§ **The task**:
Go through the records and show each line where the word "hasVsm" occurs.

§ **Dataset records**:
--------------------------------

PR #3147, opened 2020-10-02
VSM: render both shadow casters and receivers

bejado:
VSM is unique in that both shadow casters AND shadow receivers must be rendered into the shadow map.  This differs slightly from PCF shadows:

|caster|receiver|PCF rendered|VSM rendered|example|
|--:|--:|--:|--:|--:|
|0|0|NO|NO|skybox|
|0|1|NO|YES|ground plane|
|1|0|YES|YES|an offscreen [cucoloris](https://en.wikipedia.org/wiki/Cucoloris)|
|1|1|YES|YES|typical object|

The second scenario, where PCF and VSM differ, is what is being updated here.

- Rename `VISIBLE_DIR_SHADOW_CASTER` type visibility bits to `VISIBLE_DIR_SHADOW_RENDERABLE`, to make them more general
- Update `computeVisibilityMasks` logic to mark all shadow receivers visible during VSM shadow passes.

### DIFF
--- a/filament/src/View.cpp
+++ b/filament/src/View.cpp
@@ -578,19 +578,22 @@ void FView::computeVisibilityMasks(
         //
         // It is written without if statements to avoid branches, which allows it to be vectorized 16x.
 
-        bool visRenderables   = (!v.culling || (mask & VISIBLE_RENDERABLE))    && inVisibleLayer;
-        bool visShadowRenderable =
-            (!v.culling || (mask & VISIBLE_DIR_SHADOW_RENDERABLE)) && inVisibleLayer
-            && (v.castShadows || (hasVsm && v.receiveShadows));
+        const bool visRenderables   = (!v.culling || (mask & VISIBLE_RENDERABLE))    && inVisibleLayer;
+        const bool vvsmRenderShadow = hasVsm && v.receiveShadows;
+        const bool visShadowParticipant = v.castShadows || vvsmRenderShadow;
+        const bool visShadowRenderable =
+            (!v.culling || (mask & VISIBLE_DIR_SHADOW_RENDERABLE)) && inVisibleLayer && visShadowParticipant;
         visibleMask[i] = Culler::result_type(visRenderables) |
                 Culler::result_type(visShadowRenderable << 1u);
         // this loop gets fully unrolled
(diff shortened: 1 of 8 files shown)


filament/src/View.cpp
```diff
@@ -555,7 +555,7 @@ void FView::computeVisibilityMasks(
         uint8_t visibleLayers,
         uint8_t const* UTILS_RESTRICT layers,
         FRenderableManager::Visibility const* UTILS_RESTRICT visibility,
-        uint8_t* UTILS_RESTRICT visibleMask, size_t count) {
+        uint8_t* UTILS_RESTRICT visibleMask, size_t count, bool hasVsm) {
```
pixelflinger, line 558: please make sure that adding this `bool` doesn't impact how this loop is vectorized.

pixelflinger (changes requested):
Not a change -- but I just want to check that the loop is still vectorized after the addition of the boolean, before we check in.

filament/src/View.cpp
bejado: Sounds good, will do.

bejado: It wasn't getting vectorized, but splitting the statement up into individual booleans did the trick.

romainguy:
LGTM with the loop now vectorized

romainguy (approved):

shaders/src/shadowing.fs
```diff
@@ -360,6 +360,11 @@ highp float shadowVsm(const highp sampler2DArray shadowMap, const uint layer,
     highp vec2 moments = texture(shadowMap, vec3(shadowPosition.xy, layer)).xy;
     highp float depth = shadowPosition.z;
 
+    // depth must be clamped to support floating-point depth formats. This is to avoid comparing a
+    // value from the depth texture (which is never greater than 1.0) with a greater-than-one
+    // comparison value (which is possible with floating-point formats).
+    depth = min(depth, 1.0f);
```
romainguy, line 366: Note that a saturate (clamp(0, 1, x)) is free on some (all?) architecture. It might be worth using a clamp here. Not sure if min gives you that. Not a big deal either way.

romainguy (approved):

--------------------------------

§ **Written response**:
-            && (v.castShadows || (hasVsm && v.receiveShadows));
+        const bool vvsmRenderShadow = hasVsm && v.receiveShadows;
+        uint8_t* UTILS_RESTRICT visibleMask, size_t count, bool hasVsm) {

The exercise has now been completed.